PR #129, opened 2019-12-18
Files cache multi arch

bradmwilliams:
The multi-arch folks reached out about the release-controller not supporting their respective installer downloads when accessing the Release Status webpage. This PR adds support for the files-cache to pull the installers from their architecture specific release-namespace.

### DIFF
--- a/cmd/release-controller/info.go
+++ b/cmd/release-controller/info.go
@@ -426,6 +426,8 @@ import socket
 import BaseHTTPServer
 import SimpleHTTPServer
 
+from subprocess import CalledProcessError
+
 # Create socket
 addr = ('', 8080)
 sock = socket.socket(socket.AF_INET, socket.SOCK_STREAM)
@@ -485,8 +487,12 @@ class FileServer(SimpleHTTPServer.SimpleHTTPRequestHandler):
                                         stderr=subprocess.STDOUT)
                 os.remove(os.path.join(name, "DOWNLOADING.md"))
 
-            except Exception as e:
-                if e.output and ("no such image" in e.output or "image does not exist" in e.output):
+            except CalledProcessError as e:
+                if e.output and ("no such image" in e.output or
+                                 "image does not exist" in e.output or
+                                 "unauthorized: access to the requested resource is not authorized" in e.output or
+                                 "some required images are missing" in e.output or
+                                 "invalid reference format" in e.output):
                     with open(os.path.join(name, "FAILED.md"), "w") as outfile:
                         outfile.write("Unable to get release tools: %s" % e.output)
                     os.remove(os.path.join(name, "DOWNLOADING.md"))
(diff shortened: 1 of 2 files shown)


cmd/release-controller/main.go
```diff
@@ -200,7 +200,7 @@ func (o *options) Run() error {
 	execReleaseInfo := NewExecReleaseInfo(client, config, o.JobNamespace, fmt.Sprintf("%s", releaseNamespace), imageCache.Get)
 	releaseInfo := NewCachingReleaseInfo(execReleaseInfo, 64*1024*1024)
 
-	execReleaseFiles := NewExecReleaseFiles(client, config, o.JobNamespace, fmt.Sprintf("%s", releaseNamespace), imageCache.Get)
+	execReleaseFiles := NewExecReleaseFiles(client, config, o.JobNamespace, fmt.Sprintf("%s", releaseNamespace), fmt.Sprintf("%s", releaseNamespace), imageCache.Get)
```
wking: I see it's a prexisting pattern, but what's this `Sprintf` stuff about?  Isn't `releaseNamespace` already a `string`?

```console
$ git describe --always --dirty
03d8c65c
$ git --no-pager grep ReleaseNamespaces
cmd/release-controller/main.go:	ReleaseNamespaces []string
cmd/release-controller/main.go:	flag.StringSliceVar(&opt.ReleaseNamespaces, "release-namespace", opt.ReleaseNamespaces, "The namespace where the source image streams are located and where releases will be published to.")
cmd/release-controller/main.go:	if len(o.ReleaseNamespaces) == 0 {
cmd/release-controller/main.go:	releaseNamespace := o.ReleaseNamespaces[0]
cmd/release-controller/main.go:	for _, ns := range o.ReleaseNamespaces {
```

It's also not clear to me what the difference between `name` and `releaseNamespace` is, if we can pass the same value to both of them.  Can `NewExecReleaseFiles` grow a godoc comment?

bradmwilliams: I have cleaned up the preexisting pattern, added a couple godoc comments, and refactored the annotation/labels to be consistently named with the files-cache

cmd/release-controller/info.go
```diff
@@ -483,7 +485,7 @@ class FileServer(SimpleHTTPServer.SimpleHTTPRequestHandler):
             try:
                 self._present_default_content(name)
 
-                subprocess.check_output(["oc", "adm", "release", "extract", "--tools", "--to", name, "--command-os", "*", "registry.svc.ci.openshift.org/ocp/release:%s" % name],
+                subprocess.check_output(["oc", "adm", "release", "extract", "--tools", "--to", name, "--command-os", "*", "registry.svc.ci.openshift.org/RELEASE_NAMESPACE/release:%s" % name],
```
smarterclayton: Just make this an environment variable, and set that on the pod definition.  Don't use string replacement.

smarterclayton:
Just the one comment.

bradmwilliams:
@smarterclayton Thanks for the review! I have switched the logic to use environment variables.

smarterclayton:
Squash the env var commit into the appropriate commit, then this is fine.

bradmwilliams:
> Squash the env var commit into the appropriate commit, then this is fine.

@smarterclayton I've squashed the 2 relevant commits.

▶ Problem requirements
Please reproduce each entry above exactly as it reads.

▶ Your response
PR #129, opened 2019-12-18
Files cache multi arch

bradmwilliams:
The multi-arch folks reached out about the release-controller not supporting their respective installer downloads when accessing the Release Status webpage. This PR adds support for the files-cache to pull the installers from their architecture specific release-namespace.

### DIFF
--- a/cmd/release-controller/info.go
+++ b/cmd/release-controller/info.go
@@ -426,6 +426,8 @@ import socket
 import BaseHTTPServer
 import SimpleHTTPServer
 
+from subprocess import CalledProcessError
+
 # Create socket
 addr = ('', 8080)
 sock = socket.socket(socket.AF_INET, socket.SOCK_STREAM)
@@ -485,8 +487,12 @@ class FileServer(SimpleHTTPServer.SimpleHTTPRequestHandler):
                                         stderr=subprocess.STDOUT)
                 os.remove(os.path.join(name, "DOWNLOADING.md"))
 
-            except Exception as e:
-                if e.output and ("no such image" in e.output or "image does not exist" in e.output):
+            except CalledProcessError as e:
+                if e.output and ("no such image" in e.output or
+                                 "image does not exist" in e.output or
+                                 "unauthorized: access to the requested resource is not authorized" in e.output or
+                                 "some required images are missing" in e.output or
+                                 "invalid reference format" in e.output):
                     with open(os.path.join(name, "FAILED.md"), "w") as outfile:
                         outfile.write("Unable to get release tools: %s" % e.output)
                     os.remove(os.path.join(name, "DOWNLOADING.md"))
(diff shortened: 1 of 2 files shown)


cmd/release-controller/main.go
```diff
@@ -200,7 +200,7 @@ func (o *options) Run() error {
 	execReleaseInfo := NewExecReleaseInfo(client, config, o.JobNamespace, fmt.Sprintf("%s", releaseNamespace), imageCache.Get)
 	releaseInfo := NewCachingReleaseInfo(execReleaseInfo, 64*1024*1024)
 
-	execReleaseFiles := NewExecReleaseFiles(client, config, o.JobNamespace, fmt.Sprintf("%s", releaseNamespace), imageCache.Get)
+	execReleaseFiles := NewExecReleaseFiles(client, config, o.JobNamespace, fmt.Sprintf("%s", releaseNamespace), fmt.Sprintf("%s", releaseNamespace), imageCache.Get)
```
wking: I see it's a prexisting pattern, but what's this `Sprintf` stuff about?  Isn't `releaseNamespace` already a `string`?

```console
$ git describe --always --dirty
03d8c65c
$ git --no-pager grep ReleaseNamespaces
cmd/release-controller/main.go:	ReleaseNamespaces []string
cmd/release-controller/main.go:	flag.StringSliceVar(&opt.ReleaseNamespaces, "release-namespace", opt.ReleaseNamespaces, "The namespace where the source image streams are located and where releases will be published to.")
cmd/release-controller/main.go:	if len(o.ReleaseNamespaces) == 0 {
cmd/release-controller/main.go:	releaseNamespace := o.ReleaseNamespaces[0]
cmd/release-controller/main.go:	for _, ns := range o.ReleaseNamespaces {
```

It's also not clear to me what the difference between `name` and `releaseNamespace` is, if we can pass the same value to both of them.  Can `NewExecReleaseFiles` grow a godoc comment?

bradmwilliams: I have cleaned up the preexisting pattern, added a couple godoc comments, and refactored the annotation/labels to be consistently named with the files-cache

cmd/release-controller/info.go
```diff
@@ -483,7 +485,7 @@ class FileServer(SimpleHTTPServer.SimpleHTTPRequestHandler):
             try:
                 self._present_default_content(name)
 
-                subprocess.check_output(["oc", "adm", "release", "extract", "--tools", "--to", name, "--command-os", "*", "registry.svc.ci.openshift.org/ocp/release:%s" % name],
+                subprocess.check_output(["oc", "adm", "release", "extract", "--tools", "--to", name, "--command-os", "*", "registry.svc.ci.openshift.org/RELEASE_NAMESPACE/release:%s" % name],
```
smarterclayton: Just make this an environment variable, and set that on the pod definition.  Don't use string replacement.

smarterclayton:
Just the one comment.

bradmwilliams:
@smarterclayton Thanks for the review! I have switched the logic to use environment variables.

smarterclayton:
Squash the env var commit into the appropriate commit, then this is fine.

bradmwilliams:
> Squash the env var commit into the appropriate commit, then this is fine.

@smarterclayton I've squashed the 2 relevant commits.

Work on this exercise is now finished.